Dr. Pentikis co-founded SAJE Consulting in 2008 and has provided pharmacokinetic, clinical pharmacology, and nonclinical toxicology consulting services to small and mid-sized pharmaceutical companies. Dr. Pentikis has designed nonclinical and clinical pharmacology programs that represent a variety of dosage forms including intravenous, oral, intramuscular, transdermal, and topical.

Dr Pentikis has served as a reviewer at the FDA in the Office of Clinical Pharmacology. During her tenure at the FDA in the Neuropharmacology Division, she provided scientific expertise as a member of multi-disciplinary scientific teams engaged in review, evaluation, and in making recommendations regarding the approvability of regulatory submission. Most recently, Dr. Pentikis was the CSO and co-founder of Zero Point Five Therapeutics. She has led the development of a single dose therapy for intestinal parasites, from manufacturing through to clinical development. The drug is currently being evaluated in a multi-national clinical trial. She has also served as CSO and Co-Founder of Symbiomix Therapeutics, a venture-backed company that was sold to Lupin Pharmaceuticals, Inc., in 2017, after achieving NDA approval for Solosec™. Prior to Symbiomix, Dr. Pentikis served as Head, Clinical Pharmacology at AkaRx Inc., with oversight for all clinical pharmacology activities and management for the company’s lead oncology product. Dr. Pentikis’ work and position on the senior management team was instrumental in the $300M acquisition of AkaRx. Her other experiences include senior level positions at global CRO (ICON plc) and Sanofi-Aventis.

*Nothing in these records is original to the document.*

PR #6842, opened 2026-08-12
WS-3503: add private recruitment inbox processor

tangyuanjc:
Closes WS-3503

## Summary
- add a standalone Feishu long-connection processor allowlisted to one secret-configured private chat
- support text/post, image OCR, supported file analysis, and audio/voice transcription with transient media only
- add HMAC message deduplication, Feishu send UUID idempotency, dead-letter handling, hard-gate confirmation copy, and redacted logs
- persist only the approved minimal boolean/count summary schema; ship an opt-in Helm deployment, health probes, secret key names, and rollback guidance

## Verification
- go test ./internal/recruitinbox ./cmd/recruitment_inbox ./internal/integrations/lark ./pkg/llm
- go build ./cmd/recruitment_inbox ./cmd/server ./cmd/migrate
- migrations 285/286 applied to a local PostgreSQL database and schema/index inspected
- Helm template renders with recruitmentInbox.enabled=true
- Docker builder target successfully compiles and includes recruitment_inbox

## Deployment status
The service is disabled by default. This run had no cloud target or production secret-manager values, so no production deployment or live Feishu acceptance flow was executed, and no Feishu messages were sent.

### DIFF
--- a/.env.example
+++ b/.env.example
@@ -388,6 +388,28 @@ MULTICA_LARK_CALLBACK_BASE_URL=
 # environment handling.
 MULTICA_LARK_WS_PROXY_URL=
 
+# Private recruitment inbox processor (optional, separate service process).
+# Run `./recruitment_inbox`; the general Multica server does not consume these
+# variables. Put secret values in the deployment secret manager, not this file.
+RECRUITMENT_INBOX_FEISHU_APP_ID=
+RECRUITMENT_INBOX_FEISHU_APP_SECRET=
+RECRUITMENT_INBOX_ALLOWED_CHAT_ID=
+RECRUITMENT_INBOX_BOT_OPEN_ID=
+# Base64-encoded random 32+ byte HMAC key for opaque ledger/idempotency IDs.
+RECRUITMENT_INBOX_HASH_KEY=
+RECRUITMENT_INBOX_OPENAI_API_KEY=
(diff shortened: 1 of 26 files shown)


Bohan-J:
Thanks for the thorough work here — the implementation itself is careful (dedup, idempotency, dead-lettering, redacted logs, opt-in deployment). We're declining this one on product scope rather than code quality, so I'm closing it.

Multica is a general-purpose platform, and this change embeds one organization's private recruitment operation into it: a dedicated `cmd/recruitment_inbox` binary allowlisted to a single secret-configured Feishu chat, its own Helm deployment and secret key names, and two schema migrations (285/286) for recruitment event records. Nothing in it is configurable or reusable by other Multica users — no workspace, agent, or channel gains a capability — yet every user carries the migrations, the build target, and the maintenance and sensitive-data surface. That's a trade we don't want to make in this repo.

Two directions that would work better:

- Keep the recruitment logic in your own service or fork. It already runs as a separate process with its own secrets, so it doesn't need to live here to be deployed alongside Multica.
- If part of this is genuinely general — e.g. a Feishu long-connection channel, or a configurable per-chat message processor that any workspace could point at an agent — please open an issue proposing that extension point on its own, with no recruitment-specific schema or allowlist. We're happy to discuss that shape, and a contribution to the `lark` integration or the LLM client along those lines would be welcome.

Appreciate the effort, and sorry for the outcome after this much work.

PR #6850, opened 2026-08-12
MUL-6080: perf(skills): compress builtin skill files by ~47% tokens

maxivillus:
## Summary

Compress the 9 builtin skill `SKILL.md` files and their 8 `references/*-source-map.md` support files. Semantics, contracts, triggers, and exact `file:line` citations are preserved; only prose density and repetition were reduced. Builtin skills are embedded into the server binary and written into every task workdir — agents read them on demand, so slimmer files mean cheaper reads and less disk per task.

**Tokens (tiktoken, o200k_base): 42 241 → 22 530 (x1.87, −46.7%)** — per-file table in `server/internal/service/builtin_skills/COMPRESSION.md` (committed; happy to drop it before merge if unwanted).

## How it was validated

- Every file: `skill_compressor.py` contract — literals (commands, paths, error messages, security rules) preserved verbatim, word-ratio ≥ 2.0, independent semantic review per file.
- Conformance tests pass on this tree:
  - `TestBuiltinSkillsConformToTemplate`
  - `TestBuiltinSkillsFrontmatterIsStrictYAML`
  - `TestCreatingAgentsSkillCoversAgentCreationContracts`
  - `TestSquadsSkillCoversLeaderRoutingContract`
  - `TestAutopilotsSkillCoversDispatchAndSideEffects`
  - `TestRuntimesAndReposSkillCoversClaimAndCheckoutChain`
  - `TestProjectsAndResourcesSkillCoversDurableContext`
  - `TestSkillImportingSkillCoversWorkspaceImportContracts`
  - `TestWorkingOnIssuesSkillCoversIssueLoopContracts`
- No curated-key-vocabulary ("High-signal keys") or unbounded comment reads crept back (MUL-5442 / MUL-5696 anchors).

## Repro

```bash
cd server && go test ./internal/service -run \
  'TestBuiltinSkillsConformToTemplate|TestBuiltinSkillsFrontmatterIsStrictYAML|Test.*SkillCovers|Test.*Skill\(' -count=1
```

Base: `13706d6` (main).


Bohan-J:
Thanks for putting real effort into this, @maxivillus — the goal (cutting the context cost of the builtin skill files) is one we want, and the write-up made the change easy to audit.

We're going to decline this PR, for a policy reason first and a technical one second.

**Policy.** These files are a runtime behavior contract: every agent run on the platform reads them, so any wording change propagates to every task, in every workspace, immediately. We've decided to keep edits to this directory in-house rather than take them from outside the team — this isn't a judgment on your work, it's about who owns the blast radius. We won't be accepting external PRs for `server/internal/service/builtin_skills/` going forward.

**Technical.** For transparency, our review also found that the compressed output doesn't hold the "no semantic change" guarantee the PR claims. A few representative examples:

- `multica-working-on-issues`: "`pr_url` metadata (which can be **stale**)" became "which can be **large**" — the conformance test only anchors on the literal prefix, so it still passes while the meaning is inverted.
- `multica-skill-importing`: the 16 MiB limit is attached to `--url` imports, but `maxImportArchiveUploadSize` only applies to `--file` archive uploads.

Dr. Pentikis received a B.S. in Biology from Wake Forest University, a Ph.D. in Pharmacology and Toxicology from the University of Maryland where her research interests included modulation of EEG effects of opioid agonists with endogenous opioid peptides. She completed a Pharmacokinetics Fellowship at the FDA where she gained expertise in pharmacometrics and the regulatory approval process. She serves as a grant reviewer for the Maryland Innovation Initiative and evaluates drug development proposals from emerging biopharmaceutical companies. She serves as a board member for Metrum Research Group and Redivivus Therapeutics where she provides scientific and entrepreneurial support for company management.

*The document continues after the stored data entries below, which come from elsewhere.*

PR #6870, opened 2026-08-13
MUL-6104: fix(daemon): tell the brief's reader not to merge stderr into parsed output

seacen:
Both briefs teach `--output json`. Neither said what is on the other stream, so an agent learns the flag without the constraint that makes it work.

## What happened

An agent posted a comment, read its own success as a failure, and posted it again — the same text twice, on the issue of the person who asked for it. The command it ran:

```
multica issue comment add <id> --content-file ./report.md --output json 2>&1 \
  | python3 -c "import sys,json;d=json.load(sys.stdin);print('COMMENT OK id=',d.get('id'))"
```

The comment was created. `cmd_issue.go` then wrote `Comment added to issue UNI-13.` to **stderr**, which `2>&1` had just merged into stdout, so `json.load` hit prose on line one and the command exited non-zero. Eight seconds later the agent ran the same `comment add` again.

The CLI is not at fault here — the streams are separated correctly and `--output json | jq` has always worked. It stays correct only while the caller keeps them apart.

## Why guidance rather than a code change

I wrote the CLI fix first — suppress the confirmation under `--output json` — and then abandoned it, because it cannot keep the promise it implies. `runIssueCreate` legitimately writes `warning: upload attachment ... failed` and `Skipping --attachment ...` to stderr, and those have to stay. A rule that holds most of the time is worse than no rule: it teaches that `2>&1` is safe, then breaks on exactly the runs where something else also went wrong.

One sentence in the brief covers every command instead of the twelve that print a confirmation, and it covers tools that are not ours.

## What was measured, and what was not

Twelve throwaway agent sessions, same task ("post this comment, then confirm from the output that it was created"), against a stub CLI that reproduces the real stream behaviour:

| | without the line | with it |
|---|---|---|
| used `2>&1` | 6/6 | 0/6 |
| posted twice | 0/6 | 0/6 |

The guidance removes the habit reliably, and one session redirected stderr to a file rather than dropping it — the adaptation rather than the letter.

**It does not establish how often a merged stream becomes a duplicate write.** Neither arm re-posted: on a three-step task the agent investigated and reported honestly instead. The one duplicate on record is the production run above, a six-minute session where `2>&1` appeared in thirty-odd commands. So the claim here is that this removes the precondition, not that it prevents a measurable number of duplicates.

## The test

`TestEveryBriefThatTeachesJSONOutputAlsoWarnsAgainstMergingStderr` holds both builders to three things: the flag is taught, `2>&1` is named, and the cost is stated. `writeAvailableCommandsQuickCreate` has its own copy of the `--output json` sentence, and a quick-create run has the least context to work the rest out for itself — so guidance added to the full brief alone would be missing exactly where it is needed most.

Reverse-verified per builder: removing the line from either one fails on that builder alone.

## Verification

`go build ./...`, `go vet ./internal/daemon/...`, `go test ./internal/daemon/execenv/` and `go test -race ./internal/daemon/...` clean. `TestBriefByteIdenticalAcrossRunsForEveryKind` still passes — the addition is deployment-invariant, so it does not split the prompt cache prefix.

`TestProbeAgentCLIs_QoderResolvesViaLoginShell` fails on this machine, and fails identically on an unmodified checkout of `main`: a real `qoderclicn` on the local PATH defeats the test's fixture. Not from this change.


Bohan-J (changes requested):
Thanks — the guardrail is worth having. The failure it targets (a write that succeeded being misread as failed and retried) has irreversible, user-visible consequences, and the cost of the rule is small. Direction accepted; two changes are needed before merge.

**1. Drop the `2>/tmp/err` example (`runtime_config_sections.go`, both brief builders)**

The suggested redirect contradicts the brief's own rule a few lines below it ("never `/tmp` or shared paths", MUL-4252), isn't portable to native Windows (this sentence renders into Windows briefs unconditionally), and a fixed shared filename can collide with or truncate another concurrent run's output. A safety rule that violates itself teaches the wrong lesson. The final clause already carries the correct advice — end the sentence at "…leave it alone". If you want to keep teaching capture, the example must be unique, workdir-local, and cross-platform.

**2. Anchor the test on the rule's semantics, not bare substrings (`runtime_config_test.go`)**

I mutation-tested `TestEveryBriefThatTeachesJSONOutputAlsoWarnsAgainstMergingStderr` on this branch:

- Inverting the rule to "**Always** merge them (`2>&1`)" — the exact behavior the incident came from — still **passes**, because the assertions only check that `2>&1` and `look like it failed` appear somewhere in the brief. The *WarnsAgainst* in the test name is the one thing it doesn't verify.
- Deleting the quick-create copy of the sentence correctly **fails**, so presence-guarding works.

Please anchor at least on the full phrase ``Do not merge them (`2>&1`)`` so a semantic flip is caught, and consider a per-brief count guard so the rule can't silently duplicate as briefs evolve.

Minor: the "six of six sessions" figure and the 2026-08-12 incident exist only in the test comment — fine as motivation, but nothing asserts them; consider trimming the comment to what the test actually enforces.

With those two addressed, this looks good to merge.

seacen:
@Bohan-J — head is `9ea8baf28`. Both asks done, and your mutation test found a third thing one clause to the left of them.

## 1. The `2>/tmp/err` example is gone

Both builders. The sentence ends at "Redirect stderr or leave it alone." No replacement example — anything I invented would have to be unique, workdir-local and cross-platform, and none of that belongs in a sentence about stream merging.

You were right that the contradiction is inside the same function: `runtime_config_sections.go:259` suggested `/tmp` and `:263`, four lines down, says "never `/tmp` or shared paths". The quick-create builder collides at `:292` vs `:294`, which carries the MUL-4252 citation verbatim. And the Windows point holds — `writeCommentFormatting` branches on `runtimeGOOS`, `writeAvailableCommands` does not, so that line rendered into Windows briefs unconditionally.

## 2. The test is anchored on the rule, and now on its premise too

`wantRule` is the full phrase ``Do not merge them (`2>&1`)``, `wantWhy` is `"a write that SUCCEEDED look like it failed"`, and `strings.Contains` became `strings.Count` with 0 and >1 as distinct failures — the count guard you suggested.

**Then I ran your mutation the other way and it survived.** Flipping the sentence's own premise to "writes JSON to **stderr**; confirmations and warnings go to **stdout**" leaves the rule and the consequence untouched, and the test passed. Nothing anywhere in the repo pinned that mapping. The rule is only correct while the streams carry what the premise says they carry, so `wantPremise` is anchored as well.

Mutation results, each with the other two clauses untouched:

| mutation | result |
|---|---|
| premise reversed | FAIL, both builders |
| rule reversed (your case) | FAIL, both builders |
| consequence reversed | FAIL, both builders |
| rule deleted, either builder | FAIL, that builder |
| rule duplicated, either builder | FAIL, that builder |

## 3. Comment trimmed

The "six of six sessions" figure and the 2026-08-12 incident are out — you are right that nothing asserted them. What is left is the causal chain the assertions do enforce, plus a line on why the anchors are full phrases rather than operators.

## Known gap, disclosed rather than papered over

Re-adding `2>/tmp/err` — or any shared path — to that sentence is still green. I did not bolt a `/tmp` check onto this test because its name is about the merge-stderr rule, and stuffing an unrelated workdir-path assertion into it recreates the exact defect you just caught: a test name that does not describe what it checks. If you want that guarded, it wants its own test over the rendered briefs, and I would rather you say so than guess.

`gofmt`, `go vet`, `go build ./...`, and `go test -race ./internal/daemon/execenv/` all clean. CI 9/9.

server/internal/daemon/execenv/runtime_config_sections.go
```diff
@@ -256,6 +256,7 @@ func sanitizeBriefCodeToken(s string) string {
 func writeAvailableCommands(b *strings.Builder, ctx TaskContextForEnv) {
 	b.WriteString("## Available Commands\n\n")
 	b.WriteString("Prefer `--output json` for structured data. The default brief lists only the core agent loop and common issue create/update tasks; for everything else run `multica --help` or `multica <command> --help`.\n\n")
+	b.WriteString("`--output json` writes JSON to stdout; confirmations and warnings go to stderr. Do not merge them (`2>&1`) into anything that parses the output — a confirmation line inside a JSON stream makes a write that SUCCEEDED look like it failed, and retrying a write that already happened is how one comment gets posted twice or one file gets sent into a chat twice. Redirect stderr or leave it alone.\n\n")
```
Bohan-J: Compress the incident narrative to the minimal semantic boundary (premise + prohibition + consequence); the worked examples are derivable and already live in the PR body and the test comment, where they belong.

```suggestion
	b.WriteString("`--output json` writes JSON to stdout; confirmations and warnings go to stderr. Do not merge them (`2>&1`) into anything that parses the output — that makes a write that SUCCEEDED look like it failed and invites a duplicate retry.\n\n")
```

Bohan-J (commented):
One more pass, wearing the prompt-budget hat this time: before merge, the brief line should carry only the minimal semantic boundary — the premise (which stream carries what), the prohibition, and the consequence. The examples of what a duplicate looks like are derivable from "retried" and already live in the PR body and test comment.

The wording in the two suggestions below is chosen so that all three anchors of `TestEveryBriefThatTeachesJSONOutputAlsoWarnsAgainstMergingStderr` (premise / rule / consequence, and the exactly-once count) hold verbatim — **accepting both suggestions requires no test change**. Verified locally at 9ea8baf28 with both applied: `env -u MULTICA_TASK_CONFIG_ROOT go test ./internal/daemon/execenv/ -count=1` passes, including the byte-identical cache-prefix guard. Rendered size per brief goes 396 → 234 bytes (−41%).

Accept both and I'll approve.

server/internal/daemon/execenv/runtime_config_sections.go
```diff
@@ -288,6 +289,7 @@ func writeAvailableCommands(b *strings.Builder, ctx TaskContextForEnv) {
 func writeAvailableCommandsQuickCreate(b *strings.Builder) {
 	b.WriteString("## Available Commands\n\n")
 	b.WriteString("**Use `--output json` for structured data.** For anything beyond `issue create`, run `multica --help` or `multica <command> --help`.\n\n")
+	b.WriteString("`--output json` writes JSON to stdout; confirmations and warnings go to stderr. Do not merge them (`2>&1`) into anything that parses the output — a confirmation line inside a JSON stream makes a write that SUCCEEDED look like it failed, and retrying a write that already happened is how one comment gets posted twice or one file gets sent into a chat twice. Redirect stderr or leave it alone.\n\n")
```
Bohan-J: Compress the incident narrative to the minimal semantic boundary (premise + prohibition + consequence); the worked examples are derivable and already live in the PR body and the test comment, where they belong.

```suggestion
	b.WriteString("`--output json` writes JSON to stdout; confirmations and warnings go to stderr. Do not merge them (`2>&1`) into anything that parses the output — that makes a write that SUCCEEDED look like it failed and invites a duplicate retry.\n\n")
```

Bohan-J (approved):
Thanks for sticking with this through three rounds of review, @seacen — and for taking the compression seriously rather than arguing for the longer text. Approving.

Verified at `8bc93aa13`:

- Both builders carry the compressed rule verbatim — `writeAvailableCommands` and `writeAvailableCommandsQuickCreate`. **396 → 234 bytes per rendered brief (−41%)**, and since a run renders exactly one of the two, that's the real prompt cost.
- The three verbatim anchors the test pins — the premise, `Do not merge them (`2>&1`)`, and `a write that SUCCEEDED look like it failed` — all still hold, so the test file needed no changes in this round. That was the point of keeping the suggestion's wording close to yours instead of rewriting it.
- Final diff is `runtime_config_sections.go` +3/−1 and `runtime_config_test.go` +60. Nothing else touched.
- CI green, 9/9.

Your earlier call to drop the CLI-side fix was the right one, for the right reason: suppressing the confirmation under `--output json` would have made `2>&1` *look* safe and then failed on exactly the runs that also had a real warning to report. A guarantee that holds most of the time is worse than none. Good instinct.

Merging now.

In addition to her scientific interests, Dr. Pentikis serves the community as an Executive Board Member of the Saint Demetrios Greek Orthodox Church and a mentor for pharmacy students at the University of Notre Dame in Maryland. She consistently supports The American Hellenic Educational Progressive Association, the Downtown Baltimore Family Alliance, the Hampden Family Center, the Susan G. Komen Foundation, and volunteers on the Brewers Hill Neighborhood Association in Baltimore.